The constitutional message that Gotabaya Rajapakse must take to the Indians is as follows. The security of the nation, its economic growth, mercantile efficiency and ethnic harmony all require a well integrated and centralized constitution which respects the multi-ethnic character of the Nation. Lanka has, in the Greater Colombo metropolis a vibrant example of a multi-ethnic multi-religious community where Tamil culture and Hindu devotional practice are thriving, even with greater vigor than in Jaffna with its closed cajan fences and enracinated caste prejudices.

Technology has advanced well beyond what it was during the days of “Banda and Chelva”. There is no difficulty for ANYONE to work in ANY language, in any court or government office.

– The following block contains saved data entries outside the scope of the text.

PR #411, opened 2022-02-08
feat: implement simple output for CI env

shmuelsa:


bl/evaluation/evaluator.go
```diff
@@ -16,12 +17,14 @@ type CLIClient interface {
 type Evaluator struct {
 	cliClient CLIClient
 	osInfo    *OSInfo
+	ciContext *ciContext.CIContext
```
noaabarki, line 20: I'm not sure we need `ciContext` in the evaluator(TBH, maybe I added the `osInfo` and I don't think it was a good idea either). 
The reason why is because we need both of them only for `CreateEvaluation` so there's no point to keep them in the evaluator context.

noaabarki: I'm not sure we need `ciContext` in the evaluator(TBH, maybe I added the `info` and I don't think it was a good idea either). The reason why is because we need both of them only for CreateEvaluation so there's no point to keep them in the evaluator context. 

I suggest creating them both in the `CreateEvaluation` function or passing them as parameters(params might help with testing). 

WDYT?

bl/evaluation/evaluator_test.go
```diff
@@ -160,6 +167,10 @@ func request_evaluation_all_valid() *evaluateTestCase {
 				PlatformVersion: "1.2.3",
 				KernelVersion:   "4.5.6",
 			},
+			ciContext: &ciContext.CIContext{
```
noaabarki: Are we testing this? Do we want to?

cmd/test/main.go
```diff
@@ -69,6 +73,12 @@ func (flags *TestCommandFlags) Validate() error {
 
 }
 
+func (flags *TestCommandFlags) Transform() {
```
noaabarki: You can set the default value when you register the flag, for example, this set "simple" a the default value: 
```
testCommand.Flags().StringP("output", "o", "simple", "Define output format")
```
wrap it in an if clause and you got yourself a deal-krokodil

pkg/ciContext/ciContext.go
```diff
@@ -0,0 +1,79 @@
...
+
+	for _, key := range os.Environ() {
+		for prefix, name := range ciMapPrefix {
+			if strings.HasPrefix(key, prefix) {
+				return name
+			}
+		}
+	}
+
+	return "none"
```
noaabarki, line 73: Simple "" is more predictable with strings IMHO 😊

noaabarki (changes requested):

bl/evaluation/evaluator_test.go
```diff
@@ -78,11 +79,15 @@ func TestCreateEvaluation(t *testing.T) {
...
+			CIEnv: "travis",
+		}
 
 		mockedCliClient.On("CreateEvaluation", mock.Anything).Return(&cliClient.CreateEvaluationResponse{EvaluationId: 1, K8sVersion: k8sVersion}, nil)
 
 		expectedCreateEvaluationResponse := &cliClient.CreateEvaluationResponse{EvaluationId: 1, K8sVersion: k8sVersion}
-		createEvaluationResponse, _ := evaluator.CreateEvaluation(cliId, cliVersion, k8sVersion, policyName)
+		createEvaluationResponse, _ := evaluator.CreateEvaluation(cliId, cliVersion, k8sVersion, policyName, ciContext)
 
 		mockedCliClient.AssertCalled(t, "CreateEvaluation", mock.Anything)
```
noaabarki: We're not testing anywhere that we actually called cli-service with the right params. Would you like to add it at least for the `ciContext`?

cmd/test/main.go
```diff
@@ -165,6 +169,10 @@ func New(ctx *TestCommandContext) *cobra.Command {
 				return err
 			}
 
+			if testCommandFlags.Output == "" && ciContext.Extract().IsCI {
```
noaabarki: Not sure we need it, because you added the parsing in line 184.

noaabarki (changes requested):

myishay (approved):

noaabarki (approved):

PR #416, opened 2022-02-14
feat: support DATREE_SCHEMA_VERSION env var

### LINKED ISSUE #414: Add env variable for schema version
Priority order:
1. user flag (-s)
2. env var
3. default version of the user account

dimabru:


cmd/test/main.go
```diff
@@ -205,6 +205,10 @@ func test(ctx *TestCommandContext, paths []string, flags TestCommandFlags) error
 		return err
 	}
 
+	if flags.K8sVersion == "" {
```
noaabarki: I wonder if this function should be responsible for the flags. I'm starting to think the flags should be outside of this function scope because: 
1.`func test(..)` already receives the flags, overriding them feels a little bit redundant and therefore difficult to understand/unexpected for the next developers. 
2.  The next developer who'd need to override a flag wouldn't know where to do it, looks like we have too many places(in addition to Shmuel PR).

I suggest having one place for binding the flags with the commands and one flag for overriding them with the local configuration. Maybe even the PreCommit hook can work for us on this one?

WDYT?

noaabarki (changes requested):

cmd/test/main.go
dimabru: Yeah, I agree.
At the moment we're using [viper](https://github.com/spf13/viper) as the configuration management tool. It does support this type of behavior. 
The problem is that making that changes and adding flag binding to viper will force a pretty big change that I think should be its own pr (this will require us to forward `*Cobra.cmd` to all `GetLocalConfiguration()` usage locations which will be a very big change.
I thought about making the change in this pr but I believe we should add a refactor task for the flag and configuration management

noaabarki: Following our conversation, we'll check moving the the local configuration override logic to the outside of `test()`. We'll do it by creating `options`(name is not mandatory) which will contain a computed options of the command flags and local configuration.

cmd/test/main.go
```diff
@@ -195,6 +211,24 @@ func New(ctx *TestCommandContext) *cobra.Command {
 	return testCommand
 }
 
+func generateTestCommandOptions(testCommandFlags *TestCommandFlags, localConfigContent *localConfig.ConfigContent) *TestCommandOptions {
```
noaabarki, line 214: I think this can me part of the TestCommandOptions struct. I'm not sure thought if we want it to be public.

noaabarki (dismissed):

cmd/test/main.go
dimabru: I think I'll keep it here for now

hadar-co (approved):

PR #418, opened 2022-02-16
fix:import output for specific CI environment

shmuelsa:


pkg/ciContext/ciContext.go
```diff
@@ -56,7 +72,7 @@ func Extract() *CIContext {
 }
 
 func isCI() string {
-	for env, name := range ciMap {
```
myishay, line 59: if environment is part of `hideEmojis` it is still a CI env

pkg/ciContext/ciContext.go
```diff
@@ -56,7 +72,7 @@ func Extract() *CIContext {
 }
 
 func isCI() string {
```
myishay: btw the function name is a bit confusing now. I would expect `isCI` to return boolean but it returns string

pkg/ciContext/ciContext.go
```diff
@@ -1,3 +1,9 @@
+/*
```
alexfedin: I would avoid comments that tied to implementation because if anything in the implementation changes the comment might not be updated and then it just becomes confusing and loses its' meaning.

pkg/ciContext/ciContext.go
```diff
@@ -73,6 +89,16 @@ func isCI() string {
 	return "none"
 }
 
+func HideEmojis() bool {
```
alexfedin: I suggest renaming to ShouldHideEmojis for better readability, HideEmojis sounds as if what it does is actually hiding the emojis

alexfedin (changes requested):

alexfedin (dismissed):

myishay (approved):

PR #419, opened 2022-02-16
feat: change test command to exit(2) when miconfigurations were found

### LINKED ISSUE #415: Add exit code/s to CLI to distinguish between different results
Currently the CLI:
* Returns 0 when a test does not find any misconfigurations.
* Returns 1 in any other case.

The CLI should:
* Return a certain error code (i.e. 1) when a test finds misconfigurations in a file.
* Return a different error code (i.e. 2) when it is used incorrectly, i.e. when an invalid argument is passed to it.

hadar-co:


dimabru (dismissed):

cmd/test/main.go
```diff
@@ -281,15 +284,15 @@ func test(ctx *TestCommandContext, paths []string, flags TestCommandFlags) error
...
-
 	if err != nil {
-		invocationFailedErr = err
-	} else if validationManager.InvalidYamlFilesCount() > 0 || validationManager.InvalidK8sFilesCount() > 0 || results.EvaluationResults.Summary.TotalFailedRules > 0 {
-		invocationFailedErr = fmt.Errorf("")
+		return err
 	}
 
-	return invocationFailedErr
+	if validationManager.InvalidYamlFilesCount() > 0 || validationManager.InvalidK8sFilesCount() > 0 || results.EvaluationResults.Summary.TotalFailedRules > 0 {
```
alexfedin: extract this to function with a clear name of what it does, it looks like there is a meaning here as to why you return the violations error but I have to read the whole thing to get it

alexfedin (changes requested):

main.go
```diff
@@ -1,13 +1,21 @@
...
 
 import (
+	"errors"
 	"os"
 
 	"github.com/datreeio/datree/cmd"
+	"github.com/datreeio/datree/cmd/test"
 )
 
+const DEFAULT_ERR_EXIT_CODE = 1
```
noaabarki, line 11: Maybe we can change the new error(ViolationsFoundError) into struct so it will contain its own exit code.

cmd/test/main.go
```diff
@@ -207,6 +210,10 @@ func validateK8sVersionFormatIfProvided(k8sVersion string) error {
 	}
 }
 
+func WereViolationsFound(validationManager *ValidationManager, results *evaluation.ResultType) bool {
```
noaabarki: I suggest to place it at the bottom and rename it to `wereViolationsFound` with lower case `w`, this way it will be like a private function

noaabarki: And also, how about validating the opposite and rename it to "invocationsPassed"? @MentalBrake @hadar-co

noaabarki (changes requested):

cmd/test/main.go
hadar-co: > And also, how about validating the opposite and rename it to "invocationsPassed"? @MentalBrake @hadar-co

@noaabarki since the validation is in sync with the error we are returning logic-wise, I think we should leave it as is, it is much clearer. I will move the function to the bottom as you suggested :)

noaabarki (approved):

alexfedin (approved):

Issue #379, opened 2022-01-17
Register test command flags with pointers 


noaabarki:
**Describe the solution you'd like**
Cleanup code and avoid unnecessary allocation by register the flags in separated function and using Cobra’s `StringVar, BoolVar...` for pointers.

**Requirements** 
Golang basic level.

**“How to implement” Suggestion**
In `cmd/test/main.go`
1. Add constructor to `TestCommandFlags`.
    
    ```go
    func NewTestCommandFlags() *TestCommandFlags {
    	return &TestCommandFlags{
    		...
    	}
    }
    ```
    
2. 2. Add  `AddFlags` method to `TestCommandFlags` that accepts cobra’s command as argument and registers flags for the command and bind the flags to `TestCommandFlags`.
    
    ```go
    type TestCommandFlags struct {
    	Output               string
    	K8sVersion           string
    	IgnoreMissingSchemas bool
    	....
    }
    
    // AddFlags registers flags for a cli
    func (flags *TestCommandFlags) AddFlags(cmd *cobra.Command) {
    	cmd.Flags().StringVarP(&flags.Output, "output", "o", "", "Define output format")
    	cmd.Flags().StringVarP(&flags.K8sVersion, "schema-version", "s", "", "Set kubernetes version to validate against. Defaults to 1.18.0")
    	cmd.Flags().StringVarP(&flags.PolicyName, "policy", "p", "", "Policy name to run against")
    	cmd.Flags().BoolVarP(&flags.OnlyK8sFiles, "only-k8s-files", "", false, "Evaluate only valid yaml files with the properties 'apiVersion' and 'kind'. Ignore everything else")
    
    	// kubeconform flags
    	cmd.Flags().StringArrayVarP(&flags.SchemaLocations, "schema-location", "", []string{}, "Override schemas location search path (can be specified multiple times)")
    	cmd.Flags().BoolVarP(&flags.IgnoreMissingSchemas, "ignore-missing-schemas", "", false, "Ignore missing schemas when executing schema validation step")
    }
    ```
    
3. Create `NewTestCommandFlags` and register using the new function you have created. 
    
    ```go
    
    func New(ctx *TestCommandContext) *cobra.Command {
    	--> testCommandFlags := NewTestCommandFlags()
    	testCommand := &cobra.Command{
    		...
    	}
    
    	--> testCommandFlags.AddFlags(testCommand)
    	return testCommand
    }
    
    ```

Kanika637:
[...]

PR #424, opened 2022-02-21
refactor: register test command flags with pointers #379

imrushi:
Code Cleanup and avoid unnecessary allocation by registering the flags in separated functions.

### DIFF
--- a/cmd/test/main.go
+++ b/cmd/test/main.go
@@ -50,6 +50,18 @@ type TestCommandFlags struct {
 	SchemaLocations      []string
 }
 
+// TestCommandFlags constructor
+func NewTestCommandFlags() *TestCommandFlags {
+	return &TestCommandFlags{
+		Output:               "",
+		K8sVersion:           "",
+		IgnoreMissingSchemas: false,
+		OnlyK8sFiles:         false,
+		PolicyName:           "",
+		SchemaLocations:      make([]string, 0),
+	}
+}
+
 //
 
 func (flags *TestCommandFlags) Validate() error {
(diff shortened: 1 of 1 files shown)


cmd/test/main.go
```diff
@@ -194,20 +207,24 @@ func New(ctx *TestCommandContext) *cobra.Command {
...
 	}
+	testCommandFlags.AddFlags(testCommand)
+	return testCommand
+}
 
+// AddFlags registers flags for a cli
+func (flags *TestCommandFlags) AddFlags(cmd *cobra.Command) {
 	if ciContext.Extract() != nil && ciContext.Extract().CIMetadata.ShouldHideEmojis {
-		testCommand.Flags().StringP("output", "o", "simple", "Define output format")
+		cmd.Flags().StringVarP(&flags.Output, "output", "o", "simple", "Define output format")
```
noaabarki, line 228: Great! I suggest moving this logic into a dedicated method of `TestCommandFlags`(maybe name it `AddFlags`?). If you have any questions about how to do it, don't hesitate to reach out 👍🏼

noaabarki (changes requested):

cmd/test/main.go
imrushi: Could you please elaborate more about the above because I have already added flag logic inside `AddFlags` Or do you want that `output` flag logic in another function and call inside `AddFlags`?

noaabarki: Oh, I'm terribly sorry, I misread it. Great job!

noaabarki (approved):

This is not just for Tamil or Sinhala, but even for Malay or Urdu, because cell-phone browsers can adequately translate from any language to another. Voice Apps can be made to render the Sinhala or Tamil message into vocalized Tamil or Sinhala. A fast bullet train connecting Jaffna to Colombo moving at 250 kmph will convert Jaffna into a Colombo suburb. Colombo and Jaffna already have the same cellular-phone area code!

The solutions to the politically vexed language question or the ethnic question are technological, and we already have them.

The 13the Amendment to the constitution must be repealed. That is the bottom line where the New President must begin his discussions about constitutional matters.